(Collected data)
'''

PR #457, opened 2020-02-24
PR to discuss v5.

clement911:
Hi @nozzlegear 

I am opening a draft pull request to discuss a few design choices related to v5.
This is solely for the purpose of discussing changes before actually making any real change.

I've opened a [separate PR](https://github.com/nozzlegear/ShopifySharp/pull/456) for changes that I think are ready to merge.

### DIFF
--- a/v5-discuss.txt
+++ b/v5-discuss.txt
@@ -1,2 +1,5 @@
 Do we really need IListResult<T>? It seems to be ListResult<T> is enough and doesn't require an interface
+
 Do we really need IListFilter? It seems to be ListFilter is enough and doesn't require an interface
+
+Why is ListFilter not inheriting from Parameterizable? Doing so would mean it could inherity from ToParameters() for free
--- a/v5-discuss.txt
+++ b/v5-discuss.txt
@@ -1,0 +1,1 @@
+Do we really need IListResult<T>? It seems to be ListResult<T> is enough and doesn't require an interface
--- a/v5-discuss.txt
+++ b/v5-discuss.txt
@@ -3,3 +3,5 @@ Do we really need IListResult<T>? It seems to be ListResult<T> is enough and doe
 Do we really need IListFilter? It seems to be ListFilter is enough and doesn't require an interface
 
 Why is ListFilter not inheriting from Parameterizable? Doing so would mean it could inherity from ToParameters() for free
+
+Why are Count methods commented out?
--- a/v5-discuss.txt
+++ b/v5-discuss.txt
@@ -1,1 +1,2 @@
 Do we really need IListResult<T>? It seems to be ListResult<T> is enough and doesn't require an interface
+Do we really need IListFilter? It seems to be ListFilter is enough and doesn't require an interface


nozzlegear:
Looks good so far! I added a couple comments on things I might want to change. I like the class you're using for next/previous page links, it's nice having both the `Url` and the `PageInfo` value.

clement911:
Good to hear. I have another potential PR once you accept the previous one.
Have you seen the questions I added to this PR (under Files changed I added a text file with some questions for you)

nozzlegear:
Woops, I didn't see those questions!

> Do we really need IListResult<T>? It seems to be ListResult<T> is enough and doesn't require an interface

This one is probably worthless since the service is always using `ListResult<T>` when returning, and there's nowhere the end user takes control of that. 

> Do we really need IListFilter? It seems to be ListFilter is enough and doesn't require an interface

I'd like to keep this one since end users are going to be the ones instantiating/passing these in to the services. I'm sure in almost all cases they'll just use the built-in ones, and they could easily override the `ListFilter<T>` if they wanted to make their own, so this is just being "csharpy" and using interfaces for the sake of it. 

> Why is ListFilter not inheriting from Parameterizable? Doing so would mean it could inherity from ToParameters() for free

My plan was to make each `ToQueryParameters` function "manually" (actually shared extension methods in most cases) build their own query parameter dictionaries instead of relying on reflection to do it. No particular reason for that, just to clean things up and remove `JsonProperty` as that attribute is semantically out of place on the list filters; they're never serialized to JSON. 

> Why are Count methods commented out?

Most are still intact, but I commented out some of them because they need their own count filter classes. A lot were sharing the same filters with their list methods, where some of the properties didn't apply to counting.

nozzlegear:
> My plan was to make each ToQueryParameters function "manually" (actually shared extension methods in most cases) build their own query parameter dictionaries instead of relying on reflection to do it. No particular reason for that, just to clean things up and remove JsonProperty as that attribute is semantically out of place on the list filters; they're never serialized to JSON.

Thinking about this more, I might make the base `ListFilter<T>` class use the `Parameterizable.ToParameters()` under the hood, and worry about removing those attributes after v5 is released.

clement911:
> Thinking about this more, I might make the base ListFilter<T> class use the Parameterizable.ToParameters() under the hood, and worry about removing those attributes after v5 is released.

I'd say this is wise given the time remaining. Already a lot has changed so I'd say it's best not to change too much else unless needed. We can always revise this in the next minor version.

nozzlegear:
This seems like a better place to discuss progress on v5 as a whole. I've just finished refactoring all of the services to use the new paginated list processes. I'm going to merge your new pull request soon, then get to work on fixing the count methods/adding count filters. After that I'll be able to publish a prerelease. 

I think the biggest blocker before I can publish v5 is going to be refactoring the tests to work with the new list filter/results classes. I don't want to assign you any work to do, but if you have some free time to refactor a few tests that would help me tremendously!

clement911:
Happy to help buy could you please fix the compilation errors and merge the other PR first?

nozzlegear:
Will do! Finishing up the count filters right now.

nozzlegear:
Merged your PR! I believe we're ready to do a prerelease.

'''

Whatever the entries say, repeat all of them exactly.

Task response -
PR #457, opened 2020-02-24
PR to discuss v5.

clement911:
Hi @nozzlegear 

I am opening a draft pull request to discuss a few design choices related to v5.
This is solely for the purpose of discussing changes before actually making any real change.

I've opened a [separate PR](https://github.com/nozzlegear/ShopifySharp/pull/456) for changes that I think are ready to merge.

### DIFF
--- a/v5-discuss.txt
+++ b/v5-discuss.txt
@@ -1,2 +1,5 @@
 Do we really need IListResult<T>? It seems to be ListResult<T> is enough and doesn't require an interface
+
 Do we really need IListFilter? It seems to be ListFilter is enough and doesn't require an interface
+
+Why is ListFilter not inheriting from Parameterizable? Doing so would mean it could inherity from ToParameters() for free
--- a/v5-discuss.txt
+++ b/v5-discuss.txt
@@ -1,0 +1,1 @@
+Do we really need IListResult<T>? It seems to be ListResult<T> is enough and doesn't require an interface
--- a/v5-discuss.txt
+++ b/v5-discuss.txt
@@ -3,3 +3,5 @@ Do we really need IListResult<T>? It seems to be ListResult<T> is enough and doe
 Do we really need IListFilter? It seems to be ListFilter is enough and doesn't require an interface
 
 Why is ListFilter not inheriting from Parameterizable? Doing so would mean it could inherity from ToParameters() for free
+
+Why are Count methods commented out?
--- a/v5-discuss.txt
+++ b/v5-discuss.txt
@@ -1,1 +1,2 @@
 Do we really need IListResult<T>? It seems to be ListResult<T> is enough and doesn't require an interface
+Do we really need IListFilter? It seems to be ListFilter is enough and doesn't require an interface


nozzlegear:
Looks good so far! I added a couple comments on things I might want to change. I like the class you're using for next/previous page links, it's nice having both the `Url` and the `PageInfo` value.

clement911:
Good to hear. I have another potential PR once you accept the previous one.
Have you seen the questions I added to this PR (under Files changed I added a text file with some questions for you)

nozzlegear:
Woops, I didn't see those questions!

> Do we really need IListResult<T>? It seems to be ListResult<T> is enough and doesn't require an interface

This one is probably worthless since the service is always using `ListResult<T>` when returning, and there's nowhere the end user takes control of that. 

> Do we really need IListFilter? It seems to be ListFilter is enough and doesn't require an interface

I'd like to keep this one since end users are going to be the ones instantiating/passing these in to the services. I'm sure in almost all cases they'll just use the built-in ones, and they could easily override the `ListFilter<T>` if they wanted to make their own, so this is just being "csharpy" and using interfaces for the sake of it. 

> Why is ListFilter not inheriting from Parameterizable? Doing so would mean it could inherity from ToParameters() for free

My plan was to make each `ToQueryParameters` function "manually" (actually shared extension methods in most cases) build their own query parameter dictionaries instead of relying on reflection to do it. No particular reason for that, just to clean things up and remove `JsonProperty` as that attribute is semantically out of place on the list filters; they're never serialized to JSON. 

> Why are Count methods commented out?

Most are still intact, but I commented out some of them because they need their own count filter classes. A lot were sharing the same filters with their list methods, where some of the properties didn't apply to counting.

nozzlegear:
> My plan was to make each ToQueryParameters function "manually" (actually shared extension methods in most cases) build their own query parameter dictionaries instead of relying on reflection to do it. No particular reason for that, just to clean things up and remove JsonProperty as that attribute is semantically out of place on the list filters; they're never serialized to JSON.

Thinking about this more, I might make the base `ListFilter<T>` class use the `Parameterizable.ToParameters()` under the hood, and worry about removing those attributes after v5 is released.

clement911:
> Thinking about this more, I might make the base ListFilter<T> class use the Parameterizable.ToParameters() under the hood, and worry about removing those attributes after v5 is released.

I'd say this is wise given the time remaining. Already a lot has changed so I'd say it's best not to change too much else unless needed. We can always revise this in the next minor version.

nozzlegear:
This seems like a better place to discuss progress on v5 as a whole. I've just finished refactoring all of the services to use the new paginated list processes. I'm going to merge your new pull request soon, then get to work on fixing the count methods/adding count filters. After that I'll be able to publish a prerelease. 

I think the biggest blocker before I can publish v5 is going to be refactoring the tests to work with the new list filter/results classes. I don't want to assign you any work to do, but if you have some free time to refactor a few tests that would help me tremendously!

clement911:
Happy to help buy could you please fix the compilation errors and merge the other PR first?

nozzlegear:
Will do! Finishing up the count filters right now.

nozzlegear:
Merged your PR! I believe we're ready to do a prerelease.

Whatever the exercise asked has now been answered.